The evidence here so far suggests that there was a lane bias during the 2013 World Swimming Championships and the bias had an effect on swim performances. This we show to be true within a swimmer’s race as well as when races for a given swimmer were compared against each other. The last question then is: did the lane bias also impact the medal winners? The relevance of this is obvious. Given that many of these competitors are ‘professional’ swimmers, their careers and their income are dependent on both the financial and publicity gains from a high-ranking championship performance. We cannot say with complete certainty that the ‘bias’ described here is causal to the presumably deviant outcomes but we can gain insight into this question by simply analyzing the number of medals won by swimmers in the different lanes (see Table 4) in the 50-meter events and compare this to what has taken place in the past.
Table 4. The number of medals won by swimmers in lanes 1-4 and 5-8 in the 50-meter events at the last five FINA World Swimming Championships.

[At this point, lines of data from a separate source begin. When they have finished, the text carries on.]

PR #10, opened 2024-02-26
Improve interface around model specification

richfitz:
To support having an observer on a stochastic model that can save things like trajectories, and to support adding lots of weird things to support nested models, I think we need a slightly more flexible approach to specifying models.

The motivation for this is a little hard to see, but starts to appear when considering models that run a time series as part of the likelihood calculation. For these, we're going to want to record trajectories over time (either deterministic or some sampled stochastic trajectories).  We're likely also to want to store things like the final state so that onward simulation can be continued.

The `mcstate_model` interface does not need to know about any of this - and we don't want to have an ever increasing set of things to add there as people add new functionality to their models.  Instead I'm imagining that we'll have some sort of "observer" that will be added to the call to `mcstate_sample` that we'll run at each step and which will receive the mcstate model to prod at it however it wants.  So the observer and the model need to agree on the interface but the sampler does not really need to know about this detail at all.

Two ways we could do this are to allow `mcstate_model` to accept `...` with additional properties, or we can compose the final `mcstate_model` out of whatever we're given; I've gone with the latter.

~I was not totally sure where to put `parameters` (and then as a result `domain`) so for now I've put them _both_ in the model and in the call to `mcstate_model` but I'm open to removing one of these and requiring that we have these in one place or the other.  I'd wondered too about allowing `model` to be a density function (in which case we just do `model <- list(density = density)` to allow a really simple interface here; this is much of where allowing `parameters`/`domain` through has come from. For stochastic models (#9, currently draft) having this format is useful because it allows a model to provide functions that can support a stochastic model and then also gives us something to use to say "but actually this one is deterministic", which is what we do when creating deterministic models from stochastic ones~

We analyzed the medal winners for the lanes 1-4 and 5-8 from the past five World Championship meets using Pearson’s Chi-Square Test. We found that the result was not statistically significant (χ2 = 8.17, p = 0.086). This means that we cannot rule out that the observed differences in medal count for lanes 1-4 and 5-8 were due to chance alone. But when we reconsidered what Figure 1 seemed to convey to us, that the effect was greatest on the outside lanes, we thought that perhaps the similarity in lane 4 and 5 might be masking an overall effect. When we eliminated lanes 4 and 5 from the analysis and focused only on the lanes where the effect appeared to be the strongest (i.e., lanes 1-3 and 6-8), we came to a very different conclusion (see Table 5). This analysis tells us that there is a statistically significant association between the lanes and the year of competition for the number of medals won (χ2 = 10.11, p = 0.039) and provided additional evidence that a lane bias affected the results at the 2013 FINA World Swimming Championships.
Table 5. The number of medals won by swimmers in lanes 1-3 and 6-8 in the 50-meter events at the last five FINA World Swimming Championships.
As none of these analyses involved direct testing of the physical properties of the facility, we recognize that we can only hypothesize the cause of these analytic results. As in previous work performed here at the Center, we are limited in what we can conclude: that an external ‘bias’ existed such that swimmers’ performances were consistently affected depending upon which lane the swimmers were seeded. Our conclusion is based upon credible evidence in support of a significant ‘lane’ effect on the performances of the swimmers competing in the 2013 World Championship event. There may be other analytic approaches, and additional evidence from alternative swim events not analyzed here. Nevertheless, given that the outcomes of this competition include World record performances and there may be important monetary consequences to the athletes, coaches and teams, further consideration of this problem is warranted.